Exercise objective: Go through the data line by line and count the lines that hold "resolution". Reply with the total only.
Supplied entries: Begin
PR #4579, opened 2023-10-30
fix(artifacts): Automated triggers with artifact constraints are broken if you have 2 or more of the same type

nemesisOsorio:
Follow up to
* https://github.com/spinnaker/orca/pull/4575

We are partially reverting some changes from:
* https://github.com/spinnaker/orca/pull/4397
* https://github.com/spinnaker/orca/pull/4489
* https://github.com/spinnaker/orca/pull/4526

because they are not needed anymore. 

Fixes https://github.com/spinnaker/spinnaker/issues/6897


xibz (changes requested):
Overall looks good.

The two boolean checks

```
|| artifact.isUseDefaultArtifact()
|| artifact.isUsePriorArtifact())
```

That was the only kept from the PR and doesn't have any tests. Can we add two tests for both of these booleans, please?

nemesisOsorio:
@jervi can you please help us to review this?

orca-core/src/main/java/com/netflix/spinnaker/orca/pipeline/util/ArtifactUtils.java
```diff
@@ -230,38 +201,10 @@ public List<Artifact> getArtifactsForPipelineIdWithoutStageRef(
...
-    // Due to 8df68b79cf1 getBoundArtifactForStage now does resolution which
-    // can potentially return null artifact back, which will throw an exception
-    // for stages that expect a non-null value. Before this commit, when
-    // getBoundArtifactForStage was called, the method would just retrieve the
-    // bound artifact from the stage context, and return the appropriate
-    // artifact back. This change prevents tasks like CreateBakeManifestTask
-    // from working properly, if null is returned.
-    //
-    // reference: https://github.com/spinnaker/orca/pull/4397
-    triggers.stream()
```
xibz, line 253: So this PR addresses an earlier PR, but we can also revert it, because the earlier PR that was submitted only implemented a partial solution. I've talked some about this offline to @nemesisOsorio, but we can revert this now since it does break multiple triggers of the same time. We will need to implement a proper fix

orca-core/src/main/java/com/netflix/spinnaker/orca/pipeline/util/ArtifactUtils.java
```diff
@@ -230,38 +201,10 @@ public List<Artifact> getArtifactsForPipelineIdWithoutStageRef(
...
-        // expectedArtifactIds unless it is the expected trigger type that was
-        // triggered
-        //
-        // reference: https://github.com/spinnaker/orca/pull/4322
-        .filter(it -> trigger.getOrDefault("type", "").equals(it.get("type")))
-        .map(this::getExpectedArtifactIdsFromMap)
-        .forEach(expectedArtifactIdsListConcat::addAll);
-
-    final List<String> expectedArtifactIds = new ArrayList<>(expectedArtifactIdsListConcat);
+    List<?> expectedArtifactIds =
```
xibz, line 206: This concept is not what we should be doing. This now makes triggers of any type have a required parameter, `expectedArtifactIds` when this is just an echo concept. I will have a follow up that makes this cleaner and simpler since this is due to an earlier PR

xibz (approved):
LGTM! I mentioned some comments as there are still more work needing to be done around artifact resolution.

Mostly design considerations that were made need to be re-thought of.

orca-core/src/main/java/com/netflix/spinnaker/orca/pipeline/util/ArtifactUtils.java
jervi: Is the plan to create the proper fix in another PR?

xibz: Yea, Ill have a PR that should address the issues with artifact resolution. I think Im going to write a proposal first, since some of the ideas I have require some refactors. So want to make sure we get that write in design first :)

dbyron-sf (approved):

link108:
@mergifyio backport release-1.30.x release-1.31.x release-1.32.x

PR #4584, opened 2023-11-02
refactor(bakery): fix incompatible generic type issue faced during upgrade to springboot 2.5.15

j-sandy:
While upgrading springboot 2.5.15, encounter below error in orca-bakery module:
```
startup failed:
/orca/orca-bakery/src/main/groovy/com/netflix/spinnaker/orca/bakery/pipeline/BakeStage.groovy: 177: [Static type checking] - Incompatible generic argument types. Cannot assign java.util.List <java.lang.Object> to: java.util.List <String>
 @ line 177, column 43.
   <String> distinctImageNames = relatedBak
                                 ^

1 error

> Task :orca-bakery:compileGroovy FAILED
```
To fix this issue use explicit object reference of `List<StageExecution>` to hold and operate on the object stream, and `List` to capture the filtered generic objects.

### DIFF
--- a/orca-bakery/src/main/groovy/com/netflix/spinnaker/orca/bakery/pipeline/BakeStage.groovy
+++ b/orca-bakery/src/main/groovy/com/netflix/spinnaker/orca/bakery/pipeline/BakeStage.groovy
@@ -155,7 +155,7 @@ class BakeStage implements StageDefinitionBuilder {
 
     @Nonnull
     TaskResult execute(@Nonnull StageExecution stage) {
-      def relatedBakeStages = stage.execution.stages.findAll {
+      List<StageExecution> relatedBakeStages = stage.execution.stages.findAll {
         it.type == PIPELINE_CONFIG_TYPE && stage.id == it.parentStageId
       }
 
@@ -174,7 +174,7 @@ class BakeStage implements StageDefinitionBuilder {
 
       if (failOnImageNameMismatchEnabled()) {
         // find distinct image names in bake stages that are actually related to the stage passed into the task
-        List<String> distinctImageNames = relatedBakeStages
+        List<Object> distinctImageNames = relatedBakeStages
           .findAll { childStage -> childStage.parentStageId == stage.id && childStage.context.imageName }
           .stream()
           .map { childStage -> childStage.context.imageName }


orca-bakery/src/main/groovy/com/netflix/spinnaker/orca/bakery/pipeline/BakeStage.groovy
```diff
@@ -174,7 +174,7 @@ class BakeStage implements StageDefinitionBuilder {
 
       if (failOnImageNameMismatchEnabled()) {
         // find distinct image names in bake stages that are actually related to the stage passed into the task
-        List<String> distinctImageNames = relatedBakeStages
+        List distinctImageNames = relatedBakeStages
```
dbyron-sf, line 177: Can't this be
```suggestion
        List<StageExecution> distinctImageNames = relatedBakeStages
```
or at least `List<Object>` ?  I'd like to avoid using a raw type.

j-sandy: Since this return list of object, I will make it as `List<Object>`.

j-sandy: Done

orca-bakery/src/main/groovy/com/netflix/spinnaker/orca/bakery/pipeline/BakeStage.groovy
```diff
@@ -174,7 +174,7 @@ class BakeStage implements StageDefinitionBuilder {
 
       if (failOnImageNameMismatchEnabled()) {
         // find distinct image names in bake stages that are actually related to the stage passed into the task
-        List<String> distinctImageNames = relatedBakeStages
+        List<Object> distinctImageNames = relatedBakeStages
           .findAll { childStage -> childStage.parentStageId == stage.id && childStage.context.imageName }
           .stream()
           .map { childStage -> childStage.context.imageName }
```
dbyron-sf, line 180: Aaah, ok.  Looks like we're running into the snag where [StageExecution.getContext()](https://github.com/spinnaker/orca/blob/2e8ebf811073b3c2100712e16a2cf68fb675ec00/orca-api/src/main/java/com/netflix/spinnaker/orca/api/pipeline/models/StageExecution.java#L85) returns a Map<String, Object>, so unless we cast `childStage.context.imageName` to a String, Object is the best we can do.

dbyron-sf (approved):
Supplied entries: End
Answer section: 3